[What is required]:
Write only how many lines of the listing below include the string "that".

==== Records for processing

PR #111, opened 2015-10-26
Reports agent version as a label on every span

### LINKED ISSUE #110: Report agent information for tracking metrics
Add the label "trace.cloud.google.com/agent" with format "\<name\> \<version\>" for tracking.

matthewloring:
Fixes #110.

### DIFF
--- a/lib/trace-writer.js
+++ b/lib/trace-writer.js
@@ -17,15 +17,11 @@
 'use strict';
 
 var utils = require('@google/cloud-diagnostics-common').utils;
-var constants = require('./constants.js');
 var traceLabels = require('./trace-labels.js');
 var pjson = require('../package.json');
 
 /* @const {Array<string>} list of scopes needed to operate with the trace API */
 var SCOPES = ['https://www.googleapis.com/auth/trace.append'];
-
-var defaultHeaders = {};
-defaultHeaders[constants.TRACE_API_HEADER_NAME] = 'node agent ' + pjson.version;
 
 /**
  * Creates a basic trace writer.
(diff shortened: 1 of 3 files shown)


matthewloring:
@ofrobots PTAL.

lib/trace-writer.js
```diff
@@ -74,6 +74,7 @@ TraceWriter.prototype.writeSpan = function(spanData) {
   if (this.config_.instanceId) {
     spanData.addLabel(traceLabels.GCE_INSTANCE_ID, this.config_.instanceId);
   }
+  spanData.addLabel(traceLabels.AGENT_DATA, 'node ' + pjson.version);
```
ofrobots: Can we use the package name instead (or in addition to) of just `node`?

ofrobots:
1. See the duplication here: https://github.com/GoogleCloudPlatform/cloud-trace-nodejs/blob/master/lib/trace-writer.js#L28. Please reconcile.

2. It makes sense to put this (and while we are at it, the hostname and instance id) in the default headers since these don't vary for the lifetime of the app.

lib/trace-writer.js
matthewloring: The name currently is "@google/cloud-trace" which doesn't carry any language specific information (and I don't think it necessarily should). The fact that this is a trace agent can be inferred from the fact that we're reading the information from a trace span.

matthewloring:
1. I am not sure what format the consumer of the header is expecting. I can modify the new label we attach, my hope was to keep the string as small as possible since this label will be appearing on every single trace but I can use the longer form included in the header if preferable.

2. What is the benefit of adding information to the headers without any intended consumers of that information?

matthewloring:
@ofrobots Default headers have been removed as discussed yesterday. Ready for another look.

lib/trace-writer.js
ofrobots: We agreed that keeping the name shorter is better for now.

ofrobots:
LGTM.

========

[Answer below]:
3